Kam’s Corner

 

Reel Injun

Expose’ Explores the Depiction of Native Americans in Hollywood

If you think blacks and Asians have been given a raw deal over the years by Hollywood in the way they’ve been portrayed in pictures, then you should reflect upon the hateful, harmful depictions of Native Americans on film. For, this beleaguered ethnic group has generally been stereotyped in very limited fashion, namely, as a people deserving of extermination or being driven to reservations.

In most movies, Indians are bloodthirsty savages who get wiped near the end, typically right after you hear the bugle signaling the arrival of the cavalry. My impression of this country’s indigenous peoples was so perverted by exposure to Westerns that one of my favorite childhood pastimes was to play “Cowboys and Indians,” an activity in which I took pleasure in fantasizing about killing folks with red skin.

An important aspect of learning is to unlearn propaganda, and this is particularly important for minorities in the United States. That is one of the salient points driven home in Reel Injun, a telling documentary co-directed by Dustin Diamond, Catherine Bainbridge and Jeremiah Hayes. For in this eye-opening expose’, they interview fellow natives who shamefully admit that they had grown up cheering for the white man while watching Westerns.

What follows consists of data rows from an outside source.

PR #5272, opened 2021-08-02
Fix issue with 0-sized dispatch with extremely low resolutions

FrancescoC-unity:
Fix for https://fogbugz.unity3d.com/f/cases/1354181/ 

The issue was due to an integer division that would round down to 0 when resolution is _extremely_ small (not that I expect that would happen in any real project). 

What did I test: downloaded repro and set the resolution to 30x30 to repro. Before it would spam an error, now it doesn't.


sebastienlagarde (approved):

sebastienlagarde:
Added QA for awareness but the change is small enough , test is sufficient (helping with low number of QA this week)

Such is the power of cinema, that even the descendants of the original inhabitants of this country could easily be manipulated to embrace as heroes the Europeans who had slaughtered their ancestors. That’s because, “The only good Injun is a dead Injun” was an unchallenged, recurring theme so pervasive that no one seems to discuss the legitimacy of the ethnic cleansing which decimated the ranks of every native tribe across the nation.

By contrast, the Native American activists interviewed here, make the most of the opportunity to correct the flawed accounts of “How the West was won. Typical, are the remarks of the sage elder who observes that the only thing more pathetic than the Indians playing stereotypes in Westerns are the Indians willing to watch Indians playing stereotypes in Westerns.”

A powerful, mythbusting documentary which manages to humanize America’s unfairly-marginalized indigenous peoples, albeit belatedly.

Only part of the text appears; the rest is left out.